Wednesday, February 02, 2011

rambling doesn't begin to cover it

The good news is that I'm not in Cairo, where apparently all of Egypt has self-destructed.

The bad news is that we have another snow day tomorrow are you kidding me I think I may poke my eyes out if I have to watch another news program yet I can stop myself from watching four or five hours a day.

At the moment, I've turned away from the news in favor of "Say Yes to the Dress", because that's so much healthier for my solitary state of being right now.

And if (IF) we ever get to go back to school, how am I supposed to go anywhere without my dog underneath my feet and next to me? How? I got in the bathtub today, and she seemed stressed out both because she couldn't be right.next.to.me, and also, who would voluntarily get in a bath tub?

I'm basically just wandering around in my apartment, looking for direction and guidance. I get up and watch the news from 8-10, then piddle around, maybe play some Angry Birds, catch a show I missed the night before, and then watch the noon news. Somewhere in the day, I have some pb and j for lunch, or in the case of today, some crescent rolls with peanut butter.

Today I did some yearbook work, but the program I use is so slow.

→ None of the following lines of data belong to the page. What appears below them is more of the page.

PR #319, opened 2026-07-28
fix: fail over mail server addresses

### LINKED ISSUE #318: Mail server connections do not fail over resolved addresses
**Describe the bug**

MailFlow resolves an IMAP/SMTP hostname to all A/AAAA records for validation, but `resolveForConnection()` returns only the first address. Every connection is then pinned to that single IP. If a provider advertises multiple addresses and the first one is unreachable from the MailFlow host, the connection times out even when another advertised address is healthy.

SMTP connection attempts can also outlive the frontend proxy timeout. Nodemailer's default connection timeout is about 120 seconds while the bundled nginx proxy waits 60 seconds, so the user sees a non-JSON `504 Gateway Timeout` / `Request failed` before the backend eventually logs `Send failed: Connection timeout`.

**To Reproduce**

1. Configure an IMAP account whose hostname resolves to at least two public IP addresses.
2. From the MailFlow host, make the first resolved address unreachable while leaving the second address reachable.
3. Connect or wait for a staleness probe.
4. Observe an IMAP connection/staleness timeout; MailFlow never attempts the healthy address.
5. For SMTP, make the resolved endpoint silently drop new connections and send a message.
6. Observe nginx return 504 at 60 seconds while the backend logs the connection timeout roughly a minute later.

A real deployment reproduced the IMAP case with a provider returning two IPv4 addresses: TLS to one consistently succeeded while the other consistently timed out, and DNS response order changed between queries.

**Expected behavior**

- Validate every resolved address before it can be used.
- Try the remaining validated addresses when an IMAP connection fails during establishment.
- Preserve the original hostname as TLS SNI/servername for every candidate.
- Bound SMTP connection and greeting timeouts below the frontend proxy timeout.
- Retry SMTP only for unambiguous pre-delivery connection failures so failover cannot duplicate a message.
- Prefer a recently successful address or temporarily de-prioritize failed addresses to avoid repeatedly waiting on a known-bad endpoint.

**Additional context**

`backend/src/services/hostValidation.js` currently builds `all = [...v4, ...v6]` and returns `host: all[0]`. This protects against DNS rebinding but prevents address fallback. IMAP and SMTP consumers receive only that pinned address.

The fix should retain the SSRF guarantees: all candidate addresses must be validated up front, and no later hostname lookup should occur between validation and connection.

**Environment**

- MailFlow: latest `main` / 2.7.1-based custom deployment
- Deployment: Docker Compose with bundled nginx frontend
- Backend: Node 22

YunQue0912:
## Summary

Fixes #318.

Mail server hostnames can resolve to several valid addresses, but MailFlow previously pinned every connection to the first one. An unreachable first address therefore blocked IMAP and SMTP even when another validated address was healthy. SMTP's default connection timeout could also outlive the frontend proxy timeout.

## Changes

- Preserve every validated A/AAAA address while keeping DNS rebinding protection: connection code receives only the addresses validated up front.
- Let Node try the remaining validated IMAP addresses while retaining the original hostname for TLS SNI and certificate verification.
- Add one SMTP transport wrapper for user mail, system mail, invite/password-reset mail, and SMTP verification.
- Limit each SMTP connection and greeting stage to 10 seconds and the failover sequence to a 45-second budget.
- Retry SMTP only for Nodemailer `CONN` failures, before authentication or envelope/data commands, so failover cannot duplicate delivered messages.

## Testing

- Backend lint: `npm run lint`
- Backend syntax: `node --check src/index.js`
- Backend tests: `710` passed across `35` files
- Backend production audit: `0` vulnerabilities
- Frontend lint: `npm run lint`
- Frontend build: `npm run build`
- Frontend tests: `1401` passed across `48` suites
- Frontend production audit at `audit-level=high`: passed (two existing moderate React Router advisories have no available fix)
- Added a local socket test proving same-family IPv4 fallback reaches the second candidate without another DNS lookup
- `git diff --check`

---

### DIFF
--- a/backend/src/routes/admin.js
+++ b/backend/src/routes/admin.js
@@ -1,10 +1,10 @@
 import { Router } from 'express';
 import crypto from 'crypto';
-import nodemailer from 'nodemailer';
 import { query } from '../services/db.js';
 import { requireAdmin } from '../middleware/auth.js';
 import { decrypt, encrypt } from '../services/encryption.js';
 import { validateHost, resolveForConnection } from '../services/hostValidation.js';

At least it lets me set some goals for myself, as before I woke up this morning, my only goal was a shower.

I'm not really sure what day of the week it is, much less what time of the day.

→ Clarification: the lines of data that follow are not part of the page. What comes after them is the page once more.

PR #182, opened 2023-11-30
remove a constraint (block size) add a constraint (enough endowement)

acanidio-econ:
# Description
In the description of when a solution is valid, we used to say that it has to respect the block size. It seems redundant to specify that the solution needs to satisfy the basic constraints given by the blockchain (which, BTW, are more than simply block size). On the other hand, Felix L though we should specify that solvers also need to check that trader have enough tokens in their wallet

# Changes

- [x] remove a constraint (block size)
- [x] add a constraint (users' endowments)


mfw78 (approved):

mfw78:
Related issue #135

PR #194, opened 2023-12-01
fix: lazy-load version

mfw78:
# Description

Currently docusaurus `v2.4.3` is in use, despite `v3.0.0` being the `latest`. Lazy load images with `v3.0.0` was causing warning issues in the docusaurus compilation.

# Changes

- [x] Dropped `@docusaurus/plugin-ideal-image` to `v2.4.3`

### DIFF
--- a/package.json
+++ b/package.json
@@ -22,7 +22,7 @@
   },
   "dependencies": {
     "@docusaurus/core": "2.4.3",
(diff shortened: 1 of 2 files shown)


mfw78:
Minor change, merging without review approval to avoid cascading PR conflicts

I've retired the pajama pants that I wore for something like 48 hours straight, which is a positive sign. And I did get a shower. (edited to add: put them back on this morning. They got a day to breathe...)

I took some more pictures of Daisy, as well as some of my peanut butter and crescent roll lunch. I'll let you know when the gallery showing opens.

Yesterday I started a book at about 3 in the afternoon and finished it at about 2:30am. Then I couldn't get to sleep. Doing nothing all day keeps you up all night. I'm trying not to start another book unless I hear that school is canceled tomorrow.

At which point I will weep silently to myself and go back under the piles of blankets on my couch.

If school is not canceled tomorrow, which I SO HOPE it is not, I will have to get up at the ungodly hour of 5:30am, and figure out how to do things like put on make up and use my hair dryer. Or jut put on a hat.

I've also discovered this morning that I'm leaving on a jet plane tomorrow to go see The Aunt, and I'm pretty sure I should put some clothes or something in a bag. Of course, it's supposed to snow tomorrow, the day I'm supposed to leave.

And again on Monday on the day I'm supposed to come back.

And again on Wednesday.

I have turned back into a women on the edge.
On the edge, people.
On the edge.

2 comments:

  1. I wish I could offer up something to keep you from the edge, but I've got my toes hanging off the ledge over here. And I have 5-inch heels on, so the toes over the ledge thing is particularly precarious...

    ReplyDelete
  2. I've done gone over the edge. Sorry.